DIRECTIONS -
A bare number is the expected answer: the count of lines in the data holding "string".

RECORD EXTRACTS -
· · ·

PR #100, opened 2020-04-09
[YUNIKORN-84] Always waiting in recovery phase as long as rejected node exists

TaoYang526:
In recovery phase, scheduler keeps waiting until all nodes are recovered, but not all nodes are considered according to Context#recover in context_recovery.go, only nodes with Healthy or Draining state will be counted, nodes with Rejected state should be counted as well.

Updates:
- nodes with Rejected state are counted
- Improve UT TestNodesRecovery
- Remove unused node state: Unhealthy

@yangwwei @wilfred-s  please help to review this PR. Thanks.

### DIFF
--- a/pkg/cache/context_recovery_test.go
+++ b/pkg/cache/context_recovery_test.go
@@ -19,12 +19,15 @@
 package cache
 
 import (
+	"reflect"
+	"strconv"
 	"testing"
 	"time"
 
 	"gotest.tools/assert"
-	"k8s.io/api/core/v1"
+	v1 "k8s.io/api/core/v1"
 	apis "k8s.io/apimachinery/pkg/apis/meta/v1"
+	"k8s.io/apimachinery/pkg/types"
 
 	"github.com/apache/incubator-yunikorn-k8shim/pkg/appmgmt/interfaces"
 	"github.com/apache/incubator-yunikorn-k8shim/pkg/client"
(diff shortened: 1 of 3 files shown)


pkg/cache/context_recovery_test.go
```diff
@@ -106,83 +109,91 @@ func TestNodesRecovery(t *testing.T) {
...
+	}
 	apiProvide4test.SetNodeLister(nodeLister)
 
 	mockedAppRecover := test.NewMockedRecoverableAppManager()
-	if err := context.recover([]interfaces.Recoverable{mockedAppRecover}, 3*time.Second); err == nil {
+	if err := context.recover([]interfaces.Recoverable{mockedAppRecover}, 1*time.Second); err == nil {
 		t.Fatalf("expecting timeout here!")
 	} else {
 		t.Logf("context stays waiting for recovery, error: %v", err)
 	}
```
wilfred-s, line 147: do we really need to know the content of the error if we are expecting it?
I know it was not introduced in this change but lets remove it

pkg/cache/context_recovery_test.go
```diff
@@ -106,83 +109,91 @@ func TestNodesRecovery(t *testing.T) {
...
 	dispatcher.Dispatch(CachedSchedulerNodeEvent{
-		NodeID: "host0001",
+		NodeID: schedulerNodes[0].name,
 		Event:  events.NodeAccepted,
 	})
+	expectedStates[0] = events.States().Node.Healthy
+	if err := utils.WaitForCondition(func() bool {
+		return reflect.DeepEqual(getNodeStates(schedulerNodes), expectedStates)
+	}, 100*time.Millisecond, 3*time.Second); err != nil {
+		t.Fatal("unexpected node states")
```
wilfred-s, line 165: log the error as it could help find test failure

pkg/cache/context_recovery_test.go
```diff
@@ -106,83 +109,91 @@ func TestNodesRecovery(t *testing.T) {
...
+		Event:  events.NodeRejected,
+	})
+	expectedStates[1] = events.States().Node.Rejected
 	if err := utils.WaitForCondition(func() bool {
-		return sn1.getNodeState() == string(events.States().Node.Healthy) &&
-			sn2.getNodeState() == string(events.States().Node.Recovering)
-	}, time.Second, 5*time.Second); err != nil {
+		return reflect.DeepEqual(getNodeStates(schedulerNodes), expectedStates)
+	}, 100*time.Millisecond, 3*time.Second); err != nil {
 		t.Fatal("unexpected node states")
```
wilfred-s, line 177: same as above log the error to help find test failures

pkg/cache/context_recovery_test.go
yangwwei: Agree. it is fine to remove it.

TaoYang526:
Thanks @wilfred-s and @yangwwei for the review.
Already improved these logs in latest commit.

· · ·

SOLUTION -
2